━━ Source data ━━

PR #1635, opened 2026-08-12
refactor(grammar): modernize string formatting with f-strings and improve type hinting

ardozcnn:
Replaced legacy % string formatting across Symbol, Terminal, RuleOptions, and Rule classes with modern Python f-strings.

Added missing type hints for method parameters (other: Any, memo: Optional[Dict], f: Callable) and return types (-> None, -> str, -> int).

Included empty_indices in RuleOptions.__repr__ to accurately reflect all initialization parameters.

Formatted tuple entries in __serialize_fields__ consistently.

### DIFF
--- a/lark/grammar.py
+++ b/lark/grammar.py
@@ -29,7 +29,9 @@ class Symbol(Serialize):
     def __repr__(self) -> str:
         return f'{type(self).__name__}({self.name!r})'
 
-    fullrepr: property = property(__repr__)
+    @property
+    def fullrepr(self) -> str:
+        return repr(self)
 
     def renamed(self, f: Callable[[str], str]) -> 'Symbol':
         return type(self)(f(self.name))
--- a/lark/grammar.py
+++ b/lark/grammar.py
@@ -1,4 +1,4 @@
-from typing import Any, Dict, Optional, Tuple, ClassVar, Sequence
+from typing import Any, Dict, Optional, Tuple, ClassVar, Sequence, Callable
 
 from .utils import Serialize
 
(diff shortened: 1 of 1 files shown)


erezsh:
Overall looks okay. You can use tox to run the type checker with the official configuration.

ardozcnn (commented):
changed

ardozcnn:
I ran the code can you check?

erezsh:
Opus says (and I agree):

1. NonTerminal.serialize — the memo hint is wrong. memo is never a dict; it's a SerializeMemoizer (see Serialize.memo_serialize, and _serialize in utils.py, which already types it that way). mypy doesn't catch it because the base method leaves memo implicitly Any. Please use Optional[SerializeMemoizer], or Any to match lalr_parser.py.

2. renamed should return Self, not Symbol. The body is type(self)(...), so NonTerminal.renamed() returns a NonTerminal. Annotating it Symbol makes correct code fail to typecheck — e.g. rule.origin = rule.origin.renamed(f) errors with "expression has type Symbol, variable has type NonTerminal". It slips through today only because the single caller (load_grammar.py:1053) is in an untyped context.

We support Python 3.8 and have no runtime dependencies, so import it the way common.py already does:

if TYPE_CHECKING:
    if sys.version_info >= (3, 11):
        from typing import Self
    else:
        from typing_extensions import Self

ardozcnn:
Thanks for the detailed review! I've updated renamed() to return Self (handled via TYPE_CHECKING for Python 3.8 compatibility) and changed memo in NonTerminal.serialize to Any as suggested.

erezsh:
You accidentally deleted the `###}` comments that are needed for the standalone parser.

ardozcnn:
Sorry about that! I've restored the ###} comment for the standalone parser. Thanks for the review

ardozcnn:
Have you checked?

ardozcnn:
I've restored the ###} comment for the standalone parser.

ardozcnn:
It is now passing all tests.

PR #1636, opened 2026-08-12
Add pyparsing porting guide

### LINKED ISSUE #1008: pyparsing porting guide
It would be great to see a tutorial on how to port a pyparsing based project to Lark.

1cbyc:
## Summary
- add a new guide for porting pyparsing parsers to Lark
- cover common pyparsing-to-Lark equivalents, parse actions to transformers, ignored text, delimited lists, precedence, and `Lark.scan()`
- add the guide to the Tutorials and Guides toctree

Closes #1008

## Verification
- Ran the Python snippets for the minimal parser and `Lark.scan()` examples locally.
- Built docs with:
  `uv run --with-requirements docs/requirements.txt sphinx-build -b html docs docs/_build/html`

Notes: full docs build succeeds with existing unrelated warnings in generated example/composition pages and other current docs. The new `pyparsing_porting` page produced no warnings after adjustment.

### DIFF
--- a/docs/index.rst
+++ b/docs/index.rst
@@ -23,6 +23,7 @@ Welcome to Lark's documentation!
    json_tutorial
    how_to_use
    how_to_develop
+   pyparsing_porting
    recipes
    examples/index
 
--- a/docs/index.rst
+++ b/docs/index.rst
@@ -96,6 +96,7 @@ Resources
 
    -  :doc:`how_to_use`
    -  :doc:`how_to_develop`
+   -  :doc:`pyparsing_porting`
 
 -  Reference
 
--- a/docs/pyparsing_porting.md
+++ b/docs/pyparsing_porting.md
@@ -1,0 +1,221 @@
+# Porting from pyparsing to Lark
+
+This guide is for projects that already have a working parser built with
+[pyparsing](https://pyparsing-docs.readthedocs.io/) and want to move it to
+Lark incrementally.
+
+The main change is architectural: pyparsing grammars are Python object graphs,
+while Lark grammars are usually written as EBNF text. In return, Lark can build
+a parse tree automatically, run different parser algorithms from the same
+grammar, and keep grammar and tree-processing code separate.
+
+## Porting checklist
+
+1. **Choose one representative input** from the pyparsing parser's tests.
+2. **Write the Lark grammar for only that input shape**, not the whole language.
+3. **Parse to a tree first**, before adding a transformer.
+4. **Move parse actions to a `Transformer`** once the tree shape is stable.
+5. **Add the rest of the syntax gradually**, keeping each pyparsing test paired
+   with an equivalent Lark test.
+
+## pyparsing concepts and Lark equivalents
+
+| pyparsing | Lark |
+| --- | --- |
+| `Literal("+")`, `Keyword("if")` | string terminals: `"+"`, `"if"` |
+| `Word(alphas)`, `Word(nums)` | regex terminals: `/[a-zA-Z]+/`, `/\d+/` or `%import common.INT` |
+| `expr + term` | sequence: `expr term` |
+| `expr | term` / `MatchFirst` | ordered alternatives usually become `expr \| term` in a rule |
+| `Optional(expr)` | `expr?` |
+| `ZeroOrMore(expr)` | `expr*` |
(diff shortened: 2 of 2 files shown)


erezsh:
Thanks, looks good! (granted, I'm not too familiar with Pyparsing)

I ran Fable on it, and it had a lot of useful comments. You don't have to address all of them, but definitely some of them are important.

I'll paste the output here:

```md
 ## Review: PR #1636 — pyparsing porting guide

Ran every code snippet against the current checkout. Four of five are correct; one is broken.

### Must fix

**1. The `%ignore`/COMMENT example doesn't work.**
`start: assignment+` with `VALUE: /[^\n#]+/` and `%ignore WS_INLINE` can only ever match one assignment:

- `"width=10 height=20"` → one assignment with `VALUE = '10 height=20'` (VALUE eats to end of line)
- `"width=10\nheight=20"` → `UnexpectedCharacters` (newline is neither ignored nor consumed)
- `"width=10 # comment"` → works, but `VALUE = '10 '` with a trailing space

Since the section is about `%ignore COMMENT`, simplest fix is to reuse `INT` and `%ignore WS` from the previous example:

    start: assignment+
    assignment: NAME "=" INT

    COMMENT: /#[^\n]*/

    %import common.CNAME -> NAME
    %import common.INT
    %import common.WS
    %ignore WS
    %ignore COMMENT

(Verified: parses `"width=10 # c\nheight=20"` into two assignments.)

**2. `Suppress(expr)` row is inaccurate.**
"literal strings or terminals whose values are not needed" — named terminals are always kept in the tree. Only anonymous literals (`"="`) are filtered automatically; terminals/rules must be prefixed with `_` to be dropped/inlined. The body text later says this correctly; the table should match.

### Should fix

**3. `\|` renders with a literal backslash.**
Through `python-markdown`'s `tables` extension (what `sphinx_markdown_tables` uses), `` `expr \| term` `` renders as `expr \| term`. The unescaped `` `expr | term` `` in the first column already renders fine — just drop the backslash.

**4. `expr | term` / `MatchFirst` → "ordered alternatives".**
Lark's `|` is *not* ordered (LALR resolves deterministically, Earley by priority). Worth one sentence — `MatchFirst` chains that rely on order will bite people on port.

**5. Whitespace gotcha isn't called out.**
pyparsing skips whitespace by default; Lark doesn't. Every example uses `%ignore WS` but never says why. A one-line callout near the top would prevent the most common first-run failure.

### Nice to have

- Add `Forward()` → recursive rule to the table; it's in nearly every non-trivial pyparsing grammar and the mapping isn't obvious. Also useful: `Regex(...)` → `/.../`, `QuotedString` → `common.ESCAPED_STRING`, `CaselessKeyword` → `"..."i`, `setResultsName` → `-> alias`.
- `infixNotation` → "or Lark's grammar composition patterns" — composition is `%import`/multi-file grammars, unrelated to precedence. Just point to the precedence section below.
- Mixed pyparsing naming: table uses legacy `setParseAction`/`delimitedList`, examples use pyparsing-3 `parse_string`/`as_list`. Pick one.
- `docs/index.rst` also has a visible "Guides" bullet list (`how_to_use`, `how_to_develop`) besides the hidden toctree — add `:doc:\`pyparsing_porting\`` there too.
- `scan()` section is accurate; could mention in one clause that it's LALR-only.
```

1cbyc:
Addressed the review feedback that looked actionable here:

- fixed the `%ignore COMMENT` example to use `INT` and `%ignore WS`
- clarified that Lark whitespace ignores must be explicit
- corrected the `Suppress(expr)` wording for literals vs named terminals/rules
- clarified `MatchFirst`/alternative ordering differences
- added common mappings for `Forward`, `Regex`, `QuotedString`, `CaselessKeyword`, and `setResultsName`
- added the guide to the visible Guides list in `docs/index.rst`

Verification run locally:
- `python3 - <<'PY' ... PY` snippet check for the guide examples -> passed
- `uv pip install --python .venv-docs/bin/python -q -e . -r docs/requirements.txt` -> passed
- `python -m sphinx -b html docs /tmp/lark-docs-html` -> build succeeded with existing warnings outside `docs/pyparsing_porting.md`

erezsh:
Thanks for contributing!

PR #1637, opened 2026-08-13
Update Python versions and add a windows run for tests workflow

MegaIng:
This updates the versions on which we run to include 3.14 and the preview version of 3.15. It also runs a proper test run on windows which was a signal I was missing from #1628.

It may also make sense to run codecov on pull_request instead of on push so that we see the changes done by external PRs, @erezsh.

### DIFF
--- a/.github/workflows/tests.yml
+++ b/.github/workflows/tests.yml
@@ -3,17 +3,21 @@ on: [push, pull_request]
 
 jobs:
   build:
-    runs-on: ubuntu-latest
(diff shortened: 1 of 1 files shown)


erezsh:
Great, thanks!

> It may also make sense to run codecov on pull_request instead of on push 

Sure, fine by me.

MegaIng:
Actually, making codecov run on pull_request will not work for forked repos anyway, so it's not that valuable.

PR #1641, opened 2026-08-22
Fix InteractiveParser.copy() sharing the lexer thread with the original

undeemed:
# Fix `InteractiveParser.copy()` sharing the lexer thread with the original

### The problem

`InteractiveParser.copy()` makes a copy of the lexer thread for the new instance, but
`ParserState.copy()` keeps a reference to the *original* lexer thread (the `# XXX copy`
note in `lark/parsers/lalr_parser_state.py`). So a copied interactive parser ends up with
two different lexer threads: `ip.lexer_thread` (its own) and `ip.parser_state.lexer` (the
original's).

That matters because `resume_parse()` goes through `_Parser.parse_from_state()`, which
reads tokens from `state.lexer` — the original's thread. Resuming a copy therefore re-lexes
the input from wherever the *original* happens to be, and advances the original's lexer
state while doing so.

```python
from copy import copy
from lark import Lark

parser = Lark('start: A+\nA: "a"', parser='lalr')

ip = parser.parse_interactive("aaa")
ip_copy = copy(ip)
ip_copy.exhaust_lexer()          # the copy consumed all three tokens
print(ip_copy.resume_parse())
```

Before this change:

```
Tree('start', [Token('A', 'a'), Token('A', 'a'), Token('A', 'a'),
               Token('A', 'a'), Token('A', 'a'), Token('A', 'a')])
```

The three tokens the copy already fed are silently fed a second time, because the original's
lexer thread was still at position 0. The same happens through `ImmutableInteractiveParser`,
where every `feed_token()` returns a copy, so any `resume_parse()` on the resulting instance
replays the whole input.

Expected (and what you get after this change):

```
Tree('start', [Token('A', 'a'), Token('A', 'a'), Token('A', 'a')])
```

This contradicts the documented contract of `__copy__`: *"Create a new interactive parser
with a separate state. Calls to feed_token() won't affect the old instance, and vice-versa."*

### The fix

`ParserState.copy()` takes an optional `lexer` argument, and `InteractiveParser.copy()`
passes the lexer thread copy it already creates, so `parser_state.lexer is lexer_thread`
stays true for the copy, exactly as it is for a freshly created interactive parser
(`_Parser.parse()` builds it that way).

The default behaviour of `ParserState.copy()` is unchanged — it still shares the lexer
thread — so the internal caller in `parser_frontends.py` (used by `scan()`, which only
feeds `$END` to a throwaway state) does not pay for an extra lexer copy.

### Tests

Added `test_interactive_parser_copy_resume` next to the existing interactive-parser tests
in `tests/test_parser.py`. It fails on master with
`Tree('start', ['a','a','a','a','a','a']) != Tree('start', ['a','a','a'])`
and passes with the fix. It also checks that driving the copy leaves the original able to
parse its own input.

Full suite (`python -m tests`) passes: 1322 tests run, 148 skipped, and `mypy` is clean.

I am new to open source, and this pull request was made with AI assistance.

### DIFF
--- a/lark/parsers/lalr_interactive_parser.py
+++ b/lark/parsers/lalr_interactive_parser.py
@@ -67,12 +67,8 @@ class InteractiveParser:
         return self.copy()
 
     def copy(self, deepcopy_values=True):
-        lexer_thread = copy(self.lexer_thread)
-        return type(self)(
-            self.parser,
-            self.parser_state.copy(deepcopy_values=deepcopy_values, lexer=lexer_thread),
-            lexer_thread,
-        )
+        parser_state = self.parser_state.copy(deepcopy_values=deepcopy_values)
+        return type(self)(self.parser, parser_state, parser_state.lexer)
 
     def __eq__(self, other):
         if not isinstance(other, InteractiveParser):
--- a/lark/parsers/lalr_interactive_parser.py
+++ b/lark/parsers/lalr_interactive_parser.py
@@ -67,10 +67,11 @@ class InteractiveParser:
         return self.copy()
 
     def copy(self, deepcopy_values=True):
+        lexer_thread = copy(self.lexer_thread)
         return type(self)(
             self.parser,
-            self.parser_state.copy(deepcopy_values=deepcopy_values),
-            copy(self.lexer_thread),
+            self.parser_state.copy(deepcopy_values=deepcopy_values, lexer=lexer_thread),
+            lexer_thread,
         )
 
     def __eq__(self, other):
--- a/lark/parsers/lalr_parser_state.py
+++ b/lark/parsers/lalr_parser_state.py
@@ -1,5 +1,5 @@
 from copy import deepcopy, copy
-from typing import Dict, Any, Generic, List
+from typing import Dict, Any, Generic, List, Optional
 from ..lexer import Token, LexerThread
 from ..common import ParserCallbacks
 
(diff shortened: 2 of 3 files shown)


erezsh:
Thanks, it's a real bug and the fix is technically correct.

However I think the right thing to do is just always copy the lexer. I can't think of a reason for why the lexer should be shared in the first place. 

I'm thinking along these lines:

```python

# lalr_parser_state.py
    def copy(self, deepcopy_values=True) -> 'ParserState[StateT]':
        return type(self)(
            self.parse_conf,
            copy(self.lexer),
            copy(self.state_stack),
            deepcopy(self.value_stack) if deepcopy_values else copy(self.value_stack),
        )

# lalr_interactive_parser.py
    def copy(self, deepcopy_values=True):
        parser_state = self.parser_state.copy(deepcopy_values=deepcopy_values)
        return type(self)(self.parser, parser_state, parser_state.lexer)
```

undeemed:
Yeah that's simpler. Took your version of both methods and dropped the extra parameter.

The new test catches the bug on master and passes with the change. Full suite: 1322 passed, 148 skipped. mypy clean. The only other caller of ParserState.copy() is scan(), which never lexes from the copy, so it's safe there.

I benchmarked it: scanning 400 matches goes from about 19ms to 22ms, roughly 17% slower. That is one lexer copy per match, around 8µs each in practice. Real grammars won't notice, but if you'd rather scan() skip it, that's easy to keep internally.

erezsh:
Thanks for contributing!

━━━

§ Exercise aim
The answer must consist of every line above that contains the word "QuotedString".

§ Your solution
- Add `Forward()` → recursive rule to the table; it's in nearly every non-trivial pyparsing grammar and the mapping isn't obvious. Also useful: `Regex(...)` → `/.../`, `QuotedString` → `common.ESCAPED_STRING`, `CaselessKeyword` → `"..."i`, `setResultsName` → `-> alias`.
- added common mappings for `Forward`, `Regex`, `QuotedString`, `CaselessKeyword`, and `setResultsName`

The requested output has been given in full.